A data frame of trees.

iter

An integer specifying the iteration number of trees to be included in the output. If NULL, trees from all iterations are included.

treeNo

An integer specifying the number of the tree to include in the output. If NULL, all trees are included.

fillBy

A character string specifying the attribute to color nodes by. Options are 'response' for coloring nodes based on their mean response values or 'mu' for coloring nodes based on their predicted value, or NULL for no specific fill attribute.

sizeNodes

A logical value indicating whether to adjust node sizes. If TRUE, node sizes are adjusted; if FALSE, all nodes are given the same size.

removeStump

A logical value.

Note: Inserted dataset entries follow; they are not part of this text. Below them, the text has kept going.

PR #419, opened 2026-07-15
Finalize tardi as the public CLI

Jaruso:
### Motivation
- Make the shorter `tardi` name the canonical public CLI while retaining `tardigrade` as a compatibility alias for existing installs and scripts.
- Ensure packaging, install scripts, CI/release workflows, service units, docs, and benchmarks all consistently reference the canonical CLI name.

### Description
- Change the build output name to `tardi` and update integration/test install lookup to `zig-out/bin/tardi` via `build.zig` and related build options.
- Make `tardi` the primary binary in release archives and in `scripts/package-release-archive.sh` while creating a `tardigrade` compatibility symlink in archives and package trees.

If TRUE, then stumps are removed from plot.

selectedVars

A vector of selected variables to display. Either a character vector of names or the variables column number.

pal

A colour palette for node colouring. Palette is used when 'fillBy' is specified for gradient colouring.

center_Mu

A logical value indicating whether to center the color scale for the 'mu' attribute around zero. Applicable only when 'fillBy' is set to "mu".

cluster

A character string that specifies the criterion for reordering trees in the output. Currently supports "depth" for ordering by the maximum depth of nodes, and "var" for a clustering based on variables. If NULL, no reordering is performed.

Value

A ggplot object representing the plotted trees with the specified customisations.

Examples

if (requireNamespace("dbarts", quietly = TRUE)) {
 # Load the dbarts package to access the bart function
 library(dbarts)
 # Get Data
 df <- na.omit(airquality)
 # Create Simple dbarts Model For Regression:
 set.seed(1701)
 dbartModel <- bart(df[2:6],
   df[, 1],
   ntree = 5,
   keeptrees = TRUE,
   nskip = 10,
   ndpost = 10
 )
 # Tree Data
 trees_data <- extractTreeData(model = dbartModel, data = df)
 plotTrees(trees = trees_data, fillBy = 'response', sizeNodes = TRUE)
}

print.hideHelper

Description

This function hides parts from the print out but are still accessible via indexing.

Usage

## S3 method for class 'hideHelper1'
print(x, ...)

Arguments

x

A data frame of trees

...

Extra parameters

Value

No return value; this function is called for its side effect of printing a formatted summary of the tree data frame. It displays parts of the data frame, such as the tree structure and various counts (like number of MCMC iterations, number of trees, and number of variables), while keeping the complete data accessible via indexing.


proximityMatrix

Description

Creates a matrix of proximity values.

Usage

proximityMatrix(trees, nRows, normalize = TRUE, reorder = TRUE, iter = NULL)

Arguments

trees

A list of tree attributes created by 'extractTreeData' function.

nRows

Number of rows to consider.

normalize

Default is TRUE. Divide the total number of pairs of observations by the number of trees.

reorder

Default is TRUE. Whether to sort the matrix so high values are pushed to top left.

iter

Which iteration to use, if NULL the proximity matrix is calculated over all iterations.

Value

A matrix containing proximity values.

Examples

if(requireNamespace("dbarts", quietly = TRUE)){
 # Load the dbarts package to access the bart function
 library(dbarts)
 # Get Data
 df <- na.omit(airquality)
 # Create Simple dbarts Model For Regression:
 set.seed(1701)
 dbartModel <- bart(df[2:6], df[, 1], ntree = 5, keeptrees = TRUE, nskip = 10, ndpost = 10)

 # Tree Data
 trees_data <- extractTreeData(model = dbartModel, data = df)
 # Create Proximity Matrix
 mProx <- proximityMatrix(trees = trees_data, reorder = TRUE, normalize = TRUE, iter = 1)
}

Constructor for bivariate range object

Description

Constructor for bivariate range object

Usage

bivariate_range()

Format

An object of class RangeBivariate (inherits from Range, ggproto, gg) of length 2.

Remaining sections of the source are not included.